= Assignment =
All lines up to and including the one that contains "import org.slf4j.LoggerFactory;" are to be transcribed exactly, starting from the first line of the records.

= Given data =

PR #251, opened 2018-10-18
OT: preserve SpanContext after finish

### LINKED ISSUE #179: Span.context has to be available after Span.finish
Due to object pooling, this is currently not the case

felixbarny:
Adds ability to activate a serialized TraceContext
Enables context propagation in async scenarios
Introduces ChildContextCreator abstraction

TODO javadoc

fixes elastic/apm-agent-java#179

### DIFF
--- a/apm-agent-core/src/main/java/co/elastic/apm/impl/ElasticApmTracer.java
+++ b/apm-agent-core/src/main/java/co/elastic/apm/impl/ElasticApmTracer.java
@@ -34,6 +34,7 @@ import co.elastic.apm.objectpool.RecyclableObjectFactory;
 import co.elastic.apm.objectpool.impl.QueueBasedObjectPool;
 import co.elastic.apm.report.Reporter;
 import co.elastic.apm.report.ReporterConfiguration;
+import co.elastic.apm.util.HexUtils;
 import org.jctools.queues.atomic.AtomicQueueFactory;
 import org.slf4j.Logger;
 import org.slf4j.LoggerFactory;
@@ -67,10 +68,10 @@ public class ElasticApmTracer {
     // Maintains a stack of all the activated spans
     // This way its easy to retrieve the bottom of the stack (the transaction)
     // Also, the caller does not have to keep a reference to the previously active span, as that is maintained by the stack
-    private final ThreadLocal<Deque<AbstractSpan<?>>> activeStack = new ThreadLocal<Deque<AbstractSpan<?>>>() {
+    private final ThreadLocal<Deque<Object>> activeStack = new ThreadLocal<Deque<Object>>() {
         @Override
-        protected Deque<AbstractSpan<?>> initialValue() {
-            return new ArrayDeque<AbstractSpan<?>>();
+        protected Deque<Object> initialValue() {
+            return new ArrayDeque<Object>();
         }
     };
     private final CoreConfiguration coreConfiguration;
@@ -123,19 +124,19 @@ public class ElasticApmTracer {
     }
 
     public Transaction startTransaction() {
-        return startTransaction(null);
+        return startTransaction(TraceContext.asRoot(), null);
     }
 
-    public Transaction startTransaction(@Nullable String traceContextHeader) {
-        return startTransaction(traceContextHeader, sampler, -1);
+    public <T> Transaction startTransaction(TraceContext.ChildContextCreator<T> childContextCreator, @Nullable T parent) {
+        return startTransaction(childContextCreator, parent, sampler, -1);
     }
 
-    public Transaction startTransaction(@Nullable String traceContextHeader, Sampler sampler, long epochMicros) {
+    public <T> Transaction startTransaction(TraceContext.ChildContextCreator<T> childContextCreator, @Nullable T parent, Sampler sampler, long epochMicros) {
         Transaction transaction;
         if (!coreConfiguration.isActive()) {
             transaction = noopTransaction();
         } else {
-            transaction = transactionPool.createInstance().start(traceContextHeader, epochMicros, sampler);
+            transaction = transactionPool.createInstance().start(childContextCreator, parent, epochMicros, sampler);
         }
         if (logger.isDebugEnabled()) {
             logger.debug("startTransaction {} {", transaction);
@@ -153,7 +154,7 @@ public class ElasticApmTracer {
 
     @Nullable
     public Transaction currentTransaction() {
-        final AbstractSpan<?> bottomOfStack = activeStack.get().peekFirst();
+        final Object bottomOfStack = activeStack.get().peekFirst();
         if (bottomOfStack instanceof Transaction) {
             return (Transaction) bottomOfStack;
         }
@@ -162,7 +163,7 @@ public class ElasticApmTracer {
 
     @Nullable
     public Span currentSpan() {
-        final AbstractSpan<?> abstractSpan = getActive();
+        final AbstractSpan<?> abstractSpan = activeSpan();
         if (abstractSpan instanceof Span) {
             return (Span) abstractSpan;
         }
@@ -178,18 +179,18 @@ public class ElasticApmTracer {
      * @param parentContext the trace context of the parent
      * @return a new started span
      */
-    public Span startSpan(TraceContext parentContext) {
-        return spanPool.createInstance().start(parentContext);
+    public <T> Span startSpan(TraceContext.ChildContextCreator<T> childContextCreator, T parentContext) {
+        return spanPool.createInstance().start(childContextCreator, parentContext);
     }
 
     /**
      * @param parentContext the trace context of the parent
      * @param epochMicros   the start timestamp of the span in microseconds after epoch
      * @return a new started span
-     * @see #startSpan(TraceContext)
+     * @see #startSpan(TraceContext.ChildContextCreator, Object)
      */
-    public Span startSpan(TraceContext parentContext, long epochMicros) {
-        return spanPool.createInstance().start(parentContext, epochMicros);
+    public <T> Span startSpan(TraceContext.ChildContextCreator<T> childContextCreator, T parentContext, long epochMicros) {
+        return spanPool.createInstance().start(childContextCreator, parentContext, epochMicros);
     }
 
     public Span startSpan(AbstractSpan<?> parent, long epochMicros) {
@@ -208,13 +209,6 @@ public class ElasticApmTracer {
             return createNoopSpan();
         } else {
             span = createRealSpan(transaction, parentSpan, epochMicros);
-        }
-        if (logger.isDebugEnabled()) {
-            logger.debug("startSpan {} {", span);
-            if (logger.isTraceEnabled()) {
-                logger.trace("starting span at",
-                    new RuntimeException("this exception is just used to record where the span has been started from"));
-            }
         }
         return span;
     }
@@ -235,7 +229,7 @@ public class ElasticApmTracer {
             dropped = false;
             transaction.getSpanCount().getStarted().incrementAndGet();
         }
-        span.start(transaction, parentSpan, epochMicros, dropped);
+        span.start(transaction, TraceContext.fromParentSpan(), parentSpan != null ? parentSpan : transaction, epochMicros, dropped);
         return span;
     }
 
@@ -244,7 +238,7 @@ public class ElasticApmTracer {
     }
 
     public void captureException(@Nullable Throwable e) {
-        captureException(System.currentTimeMillis(), e, getActive());
+        captureException(System.currentTimeMillis(), e, activeSpan());
     }
 
     public void captureException(long epochTimestampMillis, @Nullable Throwable e, @Nullable AbstractSpan<?> active) {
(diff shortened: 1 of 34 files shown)


apm-agent-plugins/apm-opentracing-plugin/src/main/java/co/elastic/apm/opentracing/impl/ApmSpanInstrumentation.java
```diff
@@ -74,34 +73,48 @@ public FinishInstrumentation() {
             super(named("finishInternal"));
         }
 
+        @Advice.OnMethodEnter
+        private static void finishInternal(@Advice.FieldValue(value = "dispatcher", readOnly = false) @Nullable Object dispatcher,
+                                           @Advice.Argument(0) long finishMicros) {
+            final Object newDispatcher = doFinishInternal(dispatcher, finishMicros);
+            if (newDispatcher != null) {
+                dispatcher = newDispatcher;
```
eyalkoren: I still think this doesn't solve the async problem. Consider this scenario:
Thread A starts a transaction, then submits a task to a queue, then the task starts being executed on thread B (original transaction is still running on thread A). Now thread B wants to do something, for example - set the operation name:
```
Thread B:
----------
    apmTracer.activeSpan().setOperationName("opName");
        ApmSpanInstrumentation$SetOperationName.setOperationName()
            if (dispatcher instanceof AbstractSpan) {     // returns true
Thread A:
----------
    apmTracer.activeSpan().finish();
        ApmSpanInstrumentation.FinishInstrumentation.finishInternal()
            ApmSpanInstrumentation.FinishInstrumentation.doFinishInternal()
                span.end()     // potentially recycled by thread A or even thread C (disruptor thread)
        dispatcher = newDispatcher;    // this line - replace the underlying dispatcher from span to serialized context
Thread B:
----------
            // continue execution
            AbstractSpan<?> span = (AbstractSpan) dispatcher;    // still the reference to the span
            span.setName(operationName);    // on a potentially recycled span
```

or this scenario:
```
Thread A:
----------
    apmTracer.activeSpan().finish();
        ApmSpanInstrumentation.FinishInstrumentation.finishInternal()
            ApmSpanInstrumentation.FinishInstrumentation.doFinishInternal()
                span.end()     // potentially recycled by thread A or even thread C (disruptor thread)
Thread B:
----------
    apmTracer.activeSpan().setOperationName("opName");
        ApmSpanInstrumentation$SetOperationName.setOperationName()
            if (dispatcher instanceof AbstractSpan) {   // returns true as the dispatcher ref was not yet replaced
                AbstractSpan<?> span = (AbstractSpan) dispatcher;
                span.setName(operationName);    // on a potentially recycled span
Thread A:
----------
        // continue execution
        dispatcher = newDispatcher;    // this line - only now replacing the underlying dispatcher, too late
```

eyalkoren: I still think this doesn't solve the async problem. Consider this scenario:
Thread A starts a transaction, then submits a task to a queue, then the task starts being executed on thread B (original transaction is still running on thread A). Now thread B wants to do something, for example - set the operation name:
```
Thread B:
----------
    apmTracer.activeSpan().setOperationName("opName");
        ApmSpanInstrumentation$SetOperationName.setOperationName()
            if (dispatcher instanceof AbstractSpan) {     // returns true
Thread A:
----------
    apmTracer.activeSpan().finish();
        ApmSpanInstrumentation.FinishInstrumentation.finishInternal()
            ApmSpanInstrumentation.FinishInstrumentation.doFinishInternal()
                span.end()     // potentially recycled by thread A or even thread C (disruptor thread)
        dispatcher = newDispatcher;    // this line - replace the underlying dispatcher from span to serialized context
Thread B:
----------
            // continue execution
            AbstractSpan<?> span = (AbstractSpan) dispatcher;    // still the reference to the span
            span.setName(operationName);    // on a potentially recycled span
```

or this scenario:
```
Thread A:
----------
    apmTracer.activeSpan().finish();
        ApmSpanInstrumentation.FinishInstrumentation.finishInternal()
            ApmSpanInstrumentation.FinishInstrumentation.doFinishInternal()
                span.end()     // potentially recycled by thread A or even thread C (disruptor thread)
Thread B:
----------
    apmTracer.activeSpan().setOperationName("opName");
        ApmSpanInstrumentation$SetOperationName.setOperationName()
            if (dispatcher instanceof AbstractSpan) {   // returns true as the dispatcher ref was not yet replaced
                AbstractSpan<?> span = (AbstractSpan) dispatcher;
                span.setName(operationName);    // on a potentially recycled span
Thread A:
----------
        // continue execution
        dispatcher = newDispatcher;    // this line - only now replacing the underlying dispatcher, too late
```

eyalkoren: I still think this doesn't solve the async problem. Consider this scenario:
Thread A starts a transaction, then submits a task to a queue, then the task starts being executed on thread B (original transaction is still running on thread A). Now thread B wants to do something, for example - set the operation name:
```
Thread B:
----------
    apmTracer.activeSpan().setOperationName("opName");
        ApmSpanInstrumentation$SetOperationName.setOperationName()
            if (dispatcher instanceof AbstractSpan) {     // returns true
Thread A:
----------
    apmTracer.activeSpan().finish();
        ApmSpanInstrumentation.FinishInstrumentation.finishInternal()
            ApmSpanInstrumentation.FinishInstrumentation.doFinishInternal()
                span.end()     // potentially recycled by thread A or even thread C (disruptor thread)
        dispatcher = newDispatcher;    // this line - replace the underlying dispatcher from span to serialized context
Thread B:
----------
            // continue execution
            AbstractSpan<?> span = (AbstractSpan) dispatcher;    // still the reference to the span
            span.setName(operationName);    // on a potentially recycled span
```

or this scenario:
```
Thread A:
----------
    apmTracer.activeSpan().finish();
        ApmSpanInstrumentation.FinishInstrumentation.finishInternal()
            ApmSpanInstrumentation.FinishInstrumentation.doFinishInternal()
                span.end()     // potentially recycled by thread A or even thread C (disruptor thread)
Thread B:
----------
    apmTracer.activeSpan().setOperationName("opName");
        ApmSpanInstrumentation$SetOperationName.setOperationName()
            if (dispatcher instanceof AbstractSpan) {   // returns true as the dispatcher ref was not yet replaced
                AbstractSpan<?> span = (AbstractSpan) dispatcher;
                span.setName(operationName);    // on a potentially recycled span
Thread A:
----------
        // continue execution
        dispatcher = newDispatcher;    // this line - only now replacing the underlying dispatcher, too late
```

eyalkoren: I still think this doesn't solve the async problem. Consider this scenario:
Thread A starts a transaction, then submits a task to a queue, then the task starts being executed on thread B (original transaction is still running on thread A). Now thread B wants to do something, for example - set the operation name:
```
Thread B:
----------
    apmTracer.activeSpan().setOperationName("opName");
        ApmSpanInstrumentation$SetOperationName.setOperationName()
            if (dispatcher instanceof AbstractSpan) {     // returns true
Thread A:
----------
    apmTracer.activeSpan().finish();
        ApmSpanInstrumentation.FinishInstrumentation.finishInternal()
            ApmSpanInstrumentation.FinishInstrumentation.doFinishInternal()
                span.end()     // potentially recycled by thread A or even thread C (disruptor thread)
        dispatcher = newDispatcher;    // this line - replace the underlying dispatcher from span to serialized context
Thread B:
----------
            // continue execution
            AbstractSpan<?> span = (AbstractSpan) dispatcher;    // still the reference to the span
            span.setName(operationName);    // on a potentially recycled span
```

or this scenario:
```
Thread A:
----------
    apmTracer.activeSpan().finish();
        ApmSpanInstrumentation.FinishInstrumentation.finishInternal()
            ApmSpanInstrumentation.FinishInstrumentation.doFinishInternal()
                span.end()     // potentially recycled by thread A or even thread C (disruptor thread)
Thread B:
----------
    apmTracer.activeSpan().setOperationName("opName");
        ApmSpanInstrumentation$SetOperationName.setOperationName()
            if (dispatcher instanceof AbstractSpan) {   // returns true as the dispatcher ref was not yet replaced
                AbstractSpan<?> span = (AbstractSpan) dispatcher;
                span.setName(operationName);    // on a potentially recycled span
Thread A:
----------
        // continue execution
        dispatcher = newDispatcher;    // this line - only now replacing the underlying dispatcher, too late
```

apm-agent-core/src/main/java/co/elastic/apm/impl/ElasticApmTracer.java
```diff
@@ -178,64 +179,37 @@ public Span currentSpan() {
...
+        if (transaction != null) {
+            if (isTransactionSpanLimitReached(transaction)) {
+                dropped = true;
+                transaction.getSpanCount().getDropped().incrementAndGet();
+            } else {
+                dropped = false;
+                transaction.getSpanCount().getStarted().incrementAndGet();
+            }
         } else {
             dropped = false;
```
eyalkoren: Shouldn't be dropped?

felixbarny:
By having two fields, one for the serialized TraceContext and one for the AbstractSpan in ApmSpan, we can avoid all those race conditions by only using the TraceContext field for determining the parent-child relationships.

apm-agent-plugins/apm-opentracing-plugin/src/main/java/co/elastic/apm/opentracing/impl/ApmSpanInstrumentation.java
```diff
@@ -74,14 +73,17 @@ public FinishInstrumentation() {
...
-        @VisibleForAdvice
-        @Advice.OnMethodEnter(inline = false)
-        public static void finishInternal(@Advice.FieldValue(value = "span", typing = Assigner.Typing.DYNAMIC) @Nullable AbstractSpan<?> span,
-                                          @Advice.Argument(0) long finishMicros) {
-            if (span == null) {
-                return;
+        @Advice.OnMethodEnter
+        private static void finishInternal(@Advice.FieldValue(value = "dispatcher", readOnly = false, typing = Assigner.Typing.DYNAMIC) @Nullable AbstractSpan<?> span,
+                                           @Advice.Argument(0) long finishMicros) {
+            if (span != null) {
```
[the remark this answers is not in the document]
felixbarny: It is allowed to call `finish()` multiple times: https://github.com/opentracing/opentracing-java/blob/76d7b8df4e26e6444a9a7ea19f700cb380a03434/opentracing-api/src/main/java/io/opentracing/Span.java#L146

apm-agent-core/src/main/java/co/elastic/apm/impl/ElasticApmTracer.java
```diff
@@ -178,64 +178,37 @@ public Span currentSpan() {
...
```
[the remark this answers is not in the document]
felixbarny: This is basically how the go agent handles that as well. When we don't have access to the transaction, we can't count the spans. But the span count is interpreted a min span count to warn in the UI if there are fewer spans than that. If a span is started after its transaction has ended, we have no way of counting that.

The TraceContext is local to its corresponding span and does not share data with other span contexts.

apm-opentracing/src/main/java/co/elastic/apm/opentracing/ApmSpan.java
```diff
@@ -73,7 +83,9 @@ public void finish() {
 
     @Override
     public void finish(long finishMicros) {
-        finishInternal(finishMicros);
+        synchronized (this) {
```
eyalkoren: Also the other `finish` needs to be synchronized, and can be done on method level instead explicitly on `this`

apm-opentracing/src/main/java/co/elastic/apm/opentracing/ApmScopeManager.java
```diff
@@ -29,29 +29,42 @@
...
-        } else {
+        if (span != null) {
             return new ApmScope(false, new ApmSpan(span));
+        } else {
+            final Object traceContext = getCurrentTraceContext();
+            if (traceContext != null) {
+                return new ApmScope(false, new ApmSpan(new TraceContextSpanContext(traceContext)));
+            }
         }
+        return null;
```
eyalkoren: This can be a problem- since you `synchronize` on the ApmSpan object, you must make sure there is a single object representing a span. This method can return a different ApmSpan object (through an ApmScope), which means that the synchronization will not only be wrong, it may also introduces risk for deadlocks.
Why not holing the ApmScope as a ThreadLocal? Isn't that the scope of an ApmScope?

felixbarny:
> I think all ApmSpan methods that may change the underlying span must be synchronized as well. 

The only methods which are allowed to be executed after `Span#finish()` are `Span#finish()` and `Span#context()`, so I don't we have to handle racy calls to `Span#finish()` and `Span#addTag`, for example.

apm-opentracing/src/main/java/co/elastic/apm/opentracing/ApmScopeManager.java
felixbarny: That would make a lot of things easier but it would not allow getting the active span in case the span has been activated via the internal API and we would essentially have two distinct scope managers which don't interact with each other.

eyalkoren:
You are right, but why not making them synchronized as well, and in them write a warning to log if called when shouldn't? You know, just to be on the safe side if misused...

felixbarny:
It makes the code quite complex and ugly:
```java
if (spanContext != null) {
    final Object traceContext = spanContext.getTraceContext();
    if (traceContext != null) {
        synchronized (traceContext) {
            // do actual thing
        }
    }
}
```

We can also not put the synchronization in the advice classes, as the `synchronized` block needs to start before reading the `dispatcher` field. The problem is that we can't easily change the implementation in the bridge module `apm-opentracing` as people may only update the agent but not the dependency to the bridge. That's why I want to put as few logic into the bridge as possible.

= Answer for the task =
PR #251, opened 2018-10-18
OT: preserve SpanContext after finish

### LINKED ISSUE #179: Span.context has to be available after Span.finish
Due to object pooling, this is currently not the case

felixbarny:
Adds ability to activate a serialized TraceContext
Enables context propagation in async scenarios
Introduces ChildContextCreator abstraction

TODO javadoc

fixes elastic/apm-agent-java#179

### DIFF
--- a/apm-agent-core/src/main/java/co/elastic/apm/impl/ElasticApmTracer.java
+++ b/apm-agent-core/src/main/java/co/elastic/apm/impl/ElasticApmTracer.java
@@ -34,6 +34,7 @@ import co.elastic.apm.objectpool.RecyclableObjectFactory;
 import co.elastic.apm.objectpool.impl.QueueBasedObjectPool;
 import co.elastic.apm.report.Reporter;
 import co.elastic.apm.report.ReporterConfiguration;
+import co.elastic.apm.util.HexUtils;
 import org.jctools.queues.atomic.AtomicQueueFactory;
 import org.slf4j.Logger;
 import org.slf4j.LoggerFactory;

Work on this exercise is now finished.